Mita menggeleng. Enak saja dia dituduh terjangkit penyakit anjing gila tersebut.
"Oh, aman berarti." Eka hendak menggigit bekas Mita, namun Ryan segera menarik kerah kausnya.
"Bantuin! Cangkemmu kok mbadog ae. Cepetan! Novi silak ngamuk gak tak papak neng pertelon."
***
Novi sudah mengabari Ryan jika ia pulang. Biasanya adik Ryan itu akan naik bus dari Surabaya-Kediri. Turun di pertigaan dekat terminal. Karena malas oper/berganti bus arah Tulungagung untuk sampai di rumah.
"Aku jemput Novi dulu," pamit Ryan pada Eka dan Mita yang tengah bercengkerama di teras rumah. Melepas penat setengah hari berjualan.
"Menurut lo, gue cakep nggak sih?"
Mita menganga. Memang ada ya, laki-laki bertanya hal narsis seperti Eka ini. "Biasa aja."
Wajah Eka muram. "Biasa aja ya. Pantesan gue kok nggak dapet pacar terus. Wajah gue standar. Menurut lo, gue harus perawatan kayak maskeran, mandi uap, olahraga, sama angkatin komedo pakek telor gitu nggak sih?"
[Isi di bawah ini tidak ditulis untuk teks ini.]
PR #218, opened 2026-05-02
Replace `debug` with `obug`

ocavue:
### Initial checklist

* [x] I read the support docs 

### Description of changes

`micromark` currently has `debug` as one of its dependencies. `debug` is a CommonJS package, and it doesn't work well in non-Node.js environments like browsers and Cloudflare workers.

I suggested that we replace `debug` with [`obug`](https://npmx.dev/package/obug), a pure ESM fork of `debug`. `obug` is already used in many popular projects, including [vite](https://github.com/vitejs/vite/pull/21107).


remcohaszing:
I like it, but I see no documentation on the `obug` support window. `micromark` supports Node.js 16+. `obug` states it supports modern Node.js versions, but it doesn’t specify anywhere what that means.

ocavue:
> I see no documentation on the `obug` support window.


`obug` does support Node.js on Windows as it simply uses `process.env`. There are also Windows-based CI workflows in `obug`'s repo.

I copied and tweaked the README from the original `debug`, and in this PR: https://github.com/sxzz/obug/pull/2, I hope it makes it clearer.


> `obug` states it supports modern Node.js versions, but it doesn’t specify anywhere what that means.

`obug` only uses the following Node.js API, as shown [here](https://app.unpkg.com/obug@2.1.1/files/dist/node.js#L2-3). All of them are available since Node.js v10.

```
import { isatty } from "node:tty";  
import { formatWithOptions, inspect } from "node:util";
```

As for modern Node.js, since `obug` is pure ESM, it requires Node.js to support ESM. Since `micromark` is also pure ESM, I don't think this is a blocker.

ChristianMurphy:
Node 22 is min for obug

https://github.com/sxzz/obug/blob/e39bee9fcf1e6739323eede6cd53f3276b9eed5e/.github/workflows/unit-test.yml#L13

https://github.com/sxzz/workflows/blob/fec52358a3ac0d8d03df5f4ae67ad7e4c8a91137/.github/workflows/unit-test.yml#L19

ocavue:
`obug` only runs CI on Node.js v22+ doesn't mean it only supports Node.js v22+.

ChristianMurphy:
It does. There is a difference between intentionally and accidentally/incidentally supported.
It intentionally supports and tests 22+.
It may accidentally/incidentally not use any features from lower node versions, but unless tested/promised, that isn't a support we can rely on.

Murderlon:
Seems like it's not going to happen due to support window.

ChristianMurphy:
It could happen in the next major, when we drop old/unsupported node runtimes.
But I don't have a timeline on when the next major would be coming.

Mita sampai melebarkan matanya. Mengurut d**a karena menahan sabar. "Kamu frustrasi banget sih, nggak punya cewek aja. Nggak punya cewek juga nggak bakal sekarat. Cakep itu relatif, Ka. Nggak cukup modal cakep doang biar kamu disukai. Yang penting bisa bikin nyaman aja sih. Sopan, nggak jelalatan."
"Oh, kalau gue ... bikin lo nyaman nggak?"
"Nyaman sih. Sejauh ini, tahu deh kalau sewaktu-waktu kamu—"
"Mas Eka!"
Suara perempuan menghentikan obrolan Eka dan Mita. Begitu menoleh, wajah dua insan berbeda ekspresi. Eka tersenyum riang hendak berdiri menyambut Novi, sementara Mita ... gadis itu ketakutan. Wajahnya menunduk seketika. Resahnya diluapkan dengan menggigiti kuku jari tangan.
"Eh, udah dateng lo, Nov."
"Mas Eka ngapain sama pelakor kayak dia?" Sambil menunjuk ke arah Mita yang menunduk dalam.
*Mulutmu kok makan terus. Novi nanti marah tidak kujemput di pertigaan.